As though incarceration were not erasing the presence of Black men from American society fast enough, the carry over practice from the days of slavery of violence against Black bodies further serves to create vacuums where Black men and Black fathers once occupied.
Black men are constantly killed while earning a living for their families, while studying to better their lives, while enjoying recreation…
Whereas absentee fatherism is a patriarchal feature, the violence against Black bodies, and notably against Black men, ensures that more Black men are unavailable and unable to be present in their family units as brothers, uncles, and…dads.
Today, many government programs are offered today to help Black men in America be better dads. These programs focus on teaching men to be physically present and involved in their children’s lives. While these programs are good for rehabilitation, they nevertheless fall short in that they do not address the primary reason Black men are absent in the first place.
They do not address the violence and undue incarceration that racism afflicts on Black men.
They do not address the perpetual state of anxiety that living as a Black man in America inflicts upon African-American men, who from their youth, realize they are targets. Who, never knowing how long they will live due to the hatred of their Black bodies, are more likely to engage in reckless behavior out of the uncertainty of knowing whether they will live to be twenty, thirty, or forty or even sixty years.

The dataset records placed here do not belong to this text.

PR #242, opened 2019-05-19
Added dynamic configuration to teleoperation, emergency stop and wallfollowing1

Dadie:
As we discussed, I tired to add dynamic configuration to the teleoperation package. I move some constants like ```STEERING_SPEED``` to the resp. class and declared them as normal members which allows us to change them via dynamic configuration.

### DIFF
--- a/ros_ws/src/autonomous/emergency_stop/CMakeLists.txt
+++ b/ros_ws/src/autonomous/emergency_stop/CMakeLists.txt
@@ -9,11 +9,20 @@ find_package(catkin REQUIRED COMPONENTS
   drive_msgs
   roscpp
   std_msgs
+  dynamic_reconfigure
 )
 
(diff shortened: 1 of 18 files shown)


marian42:
I like the idea of dynamic reconfiguration at runtime! But I think it should be limited to parameters where a realistic usecase exists in which it could be helpful to change parameters at runtime. In my opinion, it would be useful to change all kinds of parameters related to the vehicle's performance that need to be tweaked continuously (maximum speed, wallfollwoing parameters, emergency braking thresholds etc.). However, I think it's not useful to change key or joystick axis assginments at runtime (vs restarting ROS for that). At the same time, changing these makes the code more cluttered.

Dadie:
added dynamic config for "emergency stop" and "wallfollowing1"

PR #243, opened 2019-05-20
Run autopep8 over the codebase

Dadie:


Dadie:
Used wrong version of autopep8, can be closed.

PR #244, opened 2019-05-20
Add lean topic

Nils-Jung:
The topic "/input/lean" goes from `0.0` (ram into left wall) to `1.0` (ram into right wall). For safety reasons, the input for this topic should be reasonably close to 0.5.

### DIFF
--- a/ros_ws/src/autonomous/wallfollowing2/script/wallfollowing.py
+++ b/ros_ws/src/autonomous/wallfollowing2/script/wallfollowing.py
@@ -1,7 +1,7 @@
 #!/usr/bin/env python
 
 import rospy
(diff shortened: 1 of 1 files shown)


marian42:
I think it would be better to calculate meaninful values for the lean parameter in the wallfollowing script instead of receiving them via a ros topic. For example, you could determine if you're in a left or right curve from the x value of the circle center and lean accordingly.

Nils-Jung:
> I think it would be better to calculate meaningful values for the lean parameter in the wallfollowing script instead of receiving them via a ros topic. For example, you could determine if you're in a left or right curve from the x value of the circle center and lean accordingly.

Makes sense, I close this PR then.

Issue #221, opened 2019-04-28
Use ros time instead of system time


marian42:
Since the simulation can be sped up or slowed down in gazebo, all timing in the project should be done using ros time (wich is the simulated time in gazebo) instead of the system time.

PR #245, opened 2019-05-20
Increases the dms_expiration time

Luc4sW:
- Fixes keypress stutter for slower processors


marian42:
The time should be independent of the processor speed. I think this parameter should not be changed before #221 is fixed, since that ticket probably solves the problem.

StefanJVA:
This should be fixed with PR #252

PR #248, opened 2019-05-22
Using dms_controller for emergency stop

StefanJVA:
The dms_controller now listens for messages in topic "/input/emergencystop".
If a message with an timestamp arrives on this topic, the dms controller locks itself for (default) 3000ms.

To test this you have to switch to wallfollowing1 inside the gazebo.launch , since wallfollowing2 has no emergencystop right now.

### DIFF
--- a/ros_ws/src/car_control/include/dms_controller.h
+++ b/ros_ws/src/car_control/include/dms_controller.h
@@ -41,7 +41,7 @@ class DMSController
     /**
      * @brief How long the dead man's switch blocks all inputs, after receving an emergency stop message
      */
-    std::chrono::duration<double> m_emergencystop_exploration_time;
+    std::chrono::duration<double> m_emergencystop_expiration_time;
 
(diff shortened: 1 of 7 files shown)


ros_ws/src/car_control/include/dms_controller.h
```diff
@@ -36,19 +38,26 @@ class DMSController
      * @brief How old the last dead man's switch heartbeat can be, in ms
      */
     std::chrono::duration<double> m_expiration_time;
+    /**
+     * @brief How long the dead man's switch blocks all inputs, after receving an emergency stop message
+     */
+    std::chrono::duration<double> m_emergencystop_exploration_time;
```
marian42: Should this be expiration instead of exploration?

marian42:
I think the emergency stop node could be started in `gazebo.launch` instead of `autonomous_driving.launch` so that it is run regardless of the autonomous controller.

Issue #232, opened 2019-05-06
Add emergency stop to wall_following2


Nils-Jung:

marian42:
I think it would make sense to handle emergency stop in a similar way as the Dead Man's Switch currently works. We could have multiple publishers that send an emergency stop message and then stop regardless of the current autonomous controller. This could be done in the multiplexer or in the dms_controller.

marian42:
For example, the Q value in Q learning is a predictor for how long it will take until the car crashes. The q_learning node could publish an emergency stop message once the Q value drops below a threshold.

PR #249, opened 2019-05-22
Stefan emergencystop separate

StefanJVA:
Put emergency_stop into separate package and start it in gazebo.launch .
This means that the emergency_stop is active by default when gazebo.launch is started.
This fixes ticket #232 .
Note that is might interfere with qlearning and other approaches where an emergency stop is not desired.


ros_ws/src/autonomous/emergency_stop/launch/emergency_stop.launch
```diff
@@ -0,0 +1,14 @@
...
+    <!-- emergency_stop node -->
+    <node
+      respawn="true"
+      pkg="emergency_stop"
+      type="emergency_stop"
+      name="emergency_stop"
+      output="screen" >
+    </node>
+
+</launch>
```
marian42: This might be done in `gazebo.launch` instead in its own file. The screen output might not be necesary.

ros_ws/src/autonomous/emergency_stop/CMakeLists.txt
```diff
@@ -0,0 +1,42 @@
...
+
+## Compile as C++11, supported in ROS Kinetic and newer
+add_compile_options(-std=c++11)
+
+## Find catkin macros and libraries
+find_package(catkin REQUIRED COMPONENTS
+  drive_msgs
+  roscpp
+  rospy
+  std_msgs
```
marian42: I think rospy is not needed in this package.

ros_ws/src/autonomous/emergency_stop/package.xml
```diff
@@ -0,0 +1,25 @@
...
+  <!-- License -->
+  <license>MIT</license>
+  <license>GPLv3</license>
+
+  <!-- Dependencies -->
+  <buildtool_depend>catkin</buildtool_depend>
+
+  <depend>drive_msgs</depend>
+  <depend>roscpp</depend>
+  <depend>rospy</depend>
```
marian42: Not needed.

ros_ws/src/autonomous/emergency_stop/launch/emergency_stop.launch
StefanJVA: Well it is like that in every other autonomous package as well, so why is this different to wallfollowing or q_learning?

PR #251, opened 2019-05-22
Add particle filter

Nils-Jung:
Replaces the rather slow AMCL localization with rather fast particle filter localization.


ros_ws/launch/navigation_stack.launch
```diff
@@ -10,6 +10,9 @@
     <arg name="use_gpu" default="true"/>
     <arg name="joystick_type" default="xbox360"/>
     <arg name="visualize_lidar" default="false"/>
+    <arg name="pf_angle_step" default="18"/>
+	<arg name="pf_max_particles" default="4000"/>
```
StefanJVA: Maybe that a bit high? I get similar good results with much lower values.

Nils-Jung:
>     * Is there a way to include this as a git-submodule instead of coping the code?

Not really. I had to make some changes to the code to make it work for our car and I don't think a submodule supports that.

>     * How do we make sure that it is easy to install the needed python dependencies? I remember that it was not really strait forward.

I guess it would be possible to write a script for that but that would downgrade pip without people realizing beforehand. I'd rather like to err on the safe side and just point them to the existing tutorial, I'll copy it into our readme (with the spelling fix).

ros_ws/launch/navigation_stack.launch
Nils-Jung: It's just the default value from the `particle_filter` package. Any suggestions what our default should be?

The issue of absentee fathers has been projected upon African-American communities in America as an issue of the moral failure of African-American men, when in reality, it is a drastic combination of patriarchy and the violent consequence of racism on the Black community.
I would like to use this medium to appeal to all those who are concerned about Black men becoming ‘present and involved dads:’
Please direct a large portion of your focus to advocating for the equality and worthiness of Black lives
Please advocate for the redress of the justice system that is unfairly bent against Black men (and women)
Please advocate against police brutality, which more than anything else, ensures that many Black men will not be present or alive to be dads to their children
Please advocate for better educational resources, the availability of jobs, transportation, recreation (beyond football) in communities of color
Please do not treat absentee fatherism of Black men in North America as a moral failure of the Black community but as a moral failure of a society that hates the presence of Black men.
Black men are capable of love and nurture and of being present and available to their families as much as patriarchy allows men in any racial group. Black men just need to be alive long enough and free from the chains of racism and patriarchy to be able to manifest it.